One of the things that I find most exciting about Shield is that it's a
platform designed for innovation. Build blobs, a manifest.xml, and recovery
images were released on day 3 (they would have been released on day 1, but for
an Akamaization mistake). [1]

I'm not sure whether it will take off in the hands of developers, but the step
of reaching out as soon as we could makes me proud. I certainly hope that
people will come and develop on our platform, but more than anything else, I
hope that this will make it closer to "the norm" for SoC vendors to provide
support packages for _their_ platforms.

[1]
[https://developer.nvidia.com/develop4shield#OSR](https://developer.nvidia.com/develop4shield#OSR)
... or if you prefer the PR-speak,
[http://blogs.nvidia.com/blog/2013/08/07/hack-your-
shield/](http://blogs.nvidia.com/blog/2013/08/07/hack-your-shield/)

------
panderon
The reveal of the shield was months ago, and since then it's still unknown by
many within the industry (including pro gamers) how this will end up.

While it definitely targets the more serious gamers with capabilities like PC
streaming, etc., this is really Nvidia dipping its toes in the retail arena,
starting with mobile.

A leader in portable _real_ gaming has yet to emerge, and until recently it's
been a showdown between PS Vita & the 3DS line. Mobile game development has
really started to mature and and so has mobile hardware (tablets/phones/etc.)
and seriously cut into the value proposition for portable game systems.

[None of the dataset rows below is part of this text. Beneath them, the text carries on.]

Issue #465, opened 2023-06-15
Position to take alignment parameter


zsoltk:
Right now we can only pass an `Offset` to `Position.Target`.

The idea is to have a second parameter in the form of a standard compose 2D alignment:

```
TopStart, TopCenter, TopEnd, CenterStart, Center, CenterEnd, BottomStart, BottomCenter, BottomEnd
```

We already know the bounds, so we should be able to calculate an `Offset` relative to them (bear in mind, it's not only the container bounds we need to take, but also the element's own dimensions). E.g.:

- `Position.Target(Offset(100.dp, 100.dp))`  (equivalent of current behaviour, default argument is `Alignment.TopStart`)
- `Position.Target(Offset(100.dp, 100.dp), Alignment.TopStart)`  (equivalent of current behaviour)
- `Position.Target(Offset(-100.dp, -100.dp), Alignment.BottomEnd)`
- etc.

A good application of this would be to update both current `TestDrive` `MotionControllers` so that `B`, `C`, `D` states are (0, 0) relative to their corresponding corners. This should allow TestDriveExperiment to work flexibly with different screen / embed sizes.

Another good application can be in `BackStack` / `Spotlight`, not having to use `width` manually.

zsoltk:
Fixed.

PR #539, opened 2023-07-22
Position alignment

zsoltk:
## Description

Allows `Position` to take an `Alignment` that can be animated: #465 

- `Offset` and `Alignment` can be used independently or together too – the latter allows to define positions that are relative to an anchor, e.g. `Position.Target(Alignment.Center, DpOffset(50.dp, 50.dp))`
- `Alignment` can be any `BiasAlignment`, fractional numbers work too (e.g. `0.5f` = `50%` between `Center` and `End`)
- All `TestDrive`-based examples now animate `Alignment` instead of `DpOffset` = they're no longer dependent on the available screen space. 

This PR should also unlock some better shared element transition capabilities (not in the layout sense, but on the level of visual effects experienced), we should build a small demo for it.

I expect screenshot tests to break as e.g. `CenterStart/CenterEnd` will not be exactly where the previous ad-hoc offsets were set.

## Check list


appyx-interactions/common/src/commonMain/kotlin/com/bumble/appyx/interactions/sample/Children.kt
```diff
@@ -57,38 +57,44 @@ fun <InteractionTarget : Any, ModelState : Any> Children(
...
+                    uiContext = UiContext(
+                        coroutineScope = coroutineScope,
+                        transitionBounds = TransitionBounds(
+                            density = density,
+                            widthPx = it.size.width,
+                            heightPx = it.size.height,
+                            screenWidthPx = screenWidthPx,
+                            screenHeightPx = screenHeightPx
+                        ),
+                        boxScope = this@Box,
```
KovalevAndrey: BoxScope is available at the composition phase while onPlaced is called in the layout phase. We save BoxScope and use it in UiContext to avoid double Box

appyx-interactions/common/src/commonMain/kotlin/com/bumble/appyx/interactions/core/ui/property/impl/Position.kt
```diff
@@ -1,60 +1,171 @@
...
+                alignment = TopStart,
+                offset = offset
+            )
+        )
+
+        constructor(
+            alignment: Alignment
+        ) : this(
+            value = Value(
+                // Compose hides BiasAlignment type for the most commonly used Alignments.
```
KovalevAndrey: maybe we can create our own type to support stronger typization and avoid this?

appyx-interactions/common/src/commonMain/kotlin/com/bumble/appyx/interactions/core/DraggableChildren.kt
```diff
@@ -63,12 +67,13 @@ fun <InteractionTarget : Any, ModelState : Any> DraggableAppyxComponent(
...
     val gestureExtraTouchAreaPx = with(density) { gestureExtraTouchArea.toPx() }
     var uiContext by remember { mutableStateOf<UiContext?>(null) }
+    var boxScope: BoxScope? = null
 
     LaunchedEffect(uiContext) {
         uiContext?.let { appyxComponent.updateContext(it) }
     }
     Box(
-        modifier = modifier
+        modifier = Modifier
```
manuel-martos: Input param `modifier` isn't used anymore in this context. Is this intended?

manuel-martos (approved):

appyx-interactions/common/src/commonMain/kotlin/com/bumble/appyx/interactions/core/DraggableChildren.kt
zsoltk: Good catch!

Unfortunately, the control experience hasn't kept up and this is a serious gap
that _may_ present opportunity.

Nvidia already has a platform (Tegra) that performs extremely well with
respect to gaming, and by selecting Android has access to a potential existing
library of games that could be easily ported over to seed their ecosystem.

As someone else mentioned, the dynamics of gamers are extremely diverse.
Serious FPS players may only play PC, but also 'moonlight' as casual sports
gamers on console. And all gamers have the same basic needs when it comes to
portable gaming that at present is only available from Nintendo & Sony.

Bottom line, many gamers suspect that Nvidia may attempt to produce their own
hardware console in the future, and this could be the precursor. It is a bit
'something for everybody' so it's hard to say whether that will be compelling
enough for anybody. Most of the gamers I interact with say that they'll wait
for v2.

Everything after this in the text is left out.